Она провела меня в темную гостиную и предложила сесть в кресло.

— Зачем они к вам приезжали, миссис Матесон?

— Затем же, зачем и вы. Получить информацию.

— Какую информацию?

— О той ночи. Я подумала, что он имеет право знать правду. Поэтому рассказала все, что рассказывала вам: о Каллигане и Плечистом. — Ответ ее был туманным. Возможно, она старалась, чтобы и ее память тоже была туманной, не прояснялась.

— И как он это воспринял?

— Он очень заинтересовался. Естественно. Он весь превратился в слух, когда я рассказала ему о рубинах.

— А он объяснил, почему так заинтересовался рубинами?

— Он ничего не объяснял и быстро ушел. Они уехали на своей красной машине, даже не стали пить кофе.

— А они были дружелюбно настроены?

— По отношению ко мне? Очень дружелюбно. Девушка была очень любезна. Она сказала, что они собираются пожениться, как только ее молодой человек все выяснит. Она сказала: выберется из темноты.

— А что она имела в виду под темнотой?

— Не знаю. Она так сказала. Он же очень интересовался обстоятельствами смерти отца.

— А он говорил, что собирается делать дальше, куда они отправляются?

— Нет. Он спросил у меня, как добраться до аэропорта и ходит ли туда автобус. Мне показалось странным, что он спрашивает про автобус, когда у него есть прекрасная спортивная машина, совершенно новая.

— Он уклоняется от ареста, миссис Матесон. Он знает, что его машину сразу же обнаружат в аэропорту.

— А кто хочет его арестовать?

— Я, например. Это не сын Гэлтона. Это самозванец.

— Не может быть. Он копия своего отца.

— Внешность очень часто бывает обманчива. Вы не первая, кого обманула его внешность. На самом деле его имя Тео Фредерикс. Он мелкий мошенник из Канады, где чуть не зарезал человека.

Она закрыла рот рукой:

— Из Канады, говорите?

— Да, его родители — хозяева пансионата в Питте, в Онтарио.

— Но они как раз туда и поехали.

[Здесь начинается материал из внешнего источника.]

PR #1550, opened 2025-08-19
Update copilot-instructions.md

leighmcculloch:
### What

Remove unused deps from Copilot instructions: rust-src, cargo-watch, cargo-nextest.

### Why

They aren't required tools.

Telling Copilot to use rust-src is likely to send it on tangents we don't want it to take. Recompiling rust-src and relying on features that Rust provides only through rust-src would harm the developer experience of folks using the soroban-sdk, requiring them to also use rust-src which is a not a common Rust developer experience.

cargo-watch is a deprecated tool and not recommended to use. Unclear to me why Copilot would benefit from it since it is more likely to benefit from choosing to run appropriate test commands after each change, which the instructions already detail.

cargo-nextest is not needed. It may speed up test runs, but we don't use it in the Makefile and Copilot will benefit from using the test targets in the Makefile to ensure that the test vectors build before tests.

### DIFF
--- a/.github/copilot-instructions.md
+++ b/.github/copilot-instructions.md
@@ -11,15 +11,11 @@ Always reference these instructions first and fallback to search or bash command
   - `curl --proto '=https' --tlsv1.2 -sSf https://sh.rustup.rs | sh`
   - `rustup install stable`
   - `rustup +stable target add wasm32v1-none`
-  - `rustup +stable component add rust-src`
 - Install Rust nightly (required for documentation):
   - `rustup install nightly`
   - `rustup +nightly target add wasm32v1-none`
-  - `rustup +nightly component add rust-src`
 - Install required cargo tools:
   - `cargo install --locked cargo-hack`
-  - `cargo install --locked cargo-nextest`
-  - `cargo install --locked cargo-watch`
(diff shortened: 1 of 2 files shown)


.github/copilot-instructions.md
```diff
@@ -11,15 +11,11 @@ Always reference these instructions first and fallback to search or bash command
   - `curl --proto '=https' --tlsv1.2 -sSf https://sh.rustup.rs | sh`
   - `rustup install stable`
   - `rustup +stable target add wasm32v1-none`
-  - `rustup +stable component add rust-src`
```
dmkozh, line 14: Copilot didn't actually hallucinate these instructions: we do list these deps in the CONTRIBUTING.md (e.g. https://github.com/stellar/rs-soroban-sdk/blob/daa17248a5266223bc3d5a0986ff33b739316731/CONTRIBUTING.md?plain=1#L29). Shall we clean that up as well?

leighmcculloch: b021350407390d4b1bd4c5a5cc8cc30cad2ae9a5

anupsdf (approved):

В Онтарио. Я слышала, как он говорил ей, когда я была на кухне, что нет прямых самолетов в Онтарио. Как раз перед тем, как они ушли.

— А когда они здесь были?

— Рано утром, вскоре после восьми часов. Они ждали у дома, пока я вернусь со станции, куда отвозила Рона.

Я посмотрел на часы. Было почти пять часов дня. Прошло почти девять часов. При благоприятных обстоятельствах они могли уже быть в Канаде. И если мне повезет, то я буду там еще через восемь или девять часов.

Миссис Матесон проводила меня до двери.

— Эти неприятности никогда не прекратятся? — спросила она.

— Дело идет к концу. Извините, что не смог оградить вас от этого.

— Все в порядке. Я все рассказала мужу. Что бы ни произошло — выступление в суде в качестве свидетеля или еще что-нибудь — мы будем держаться вместе. Мой муж очень хороший человек.

— У него очень хорошая жена.

— Нет. — Она махнула рукой. — Но я люблю его и нашего сына. А это кое-что значит. Я рада, что все рассказала Рону. Это лежало тяжелым камнем у меня на сердце. — Она улыбнулась мне, но глаза оставались серьезными. — Надеюсь, все кончится хорошо для этой девушки. Трудно поверить, что ее парень — преступник. Но я-то знаю, как бывает в жизни. — Она подняла глаза к солнцу.

Дорога в международный аэропорт шла мимо здания суда в Редвуд-Сити. Я подумал, что нужно остановиться и все рассказать шерифу Трэску, а потом решил, что не стоит. Это было мое дело, и я хотел его закончить сам.

Возможно, я уже догадывался, чем все кончится.

Глава 32

Я приехал в Питт на машине, которую взял напрокат, в три часа, в самое темное время ночи. В красном доме на набережной горел свет. Миссис Фредерикс подошла к двери, одетая во все черное. Ее тяжелое лицо приняло упрямое выражение, когда она меня увидела.

— Зачем вы сюда приехали? Вам здесь нечего делать. Я не знала, что этих Лембергов разыскивает полиция.

— Полиция разыскивает не только их. Ваш сын был здесь?

— Тео? — В глазах ее было удивление. — Он не был здесь целую вечность.

За ее спиной послышался хриплый голос:

— Не верьте ей, мистер. — Из темноты показался ее муж. Он держался за стену и, казалось, был совершенно пьян. — Она вывернет для него все свое лживое сердце.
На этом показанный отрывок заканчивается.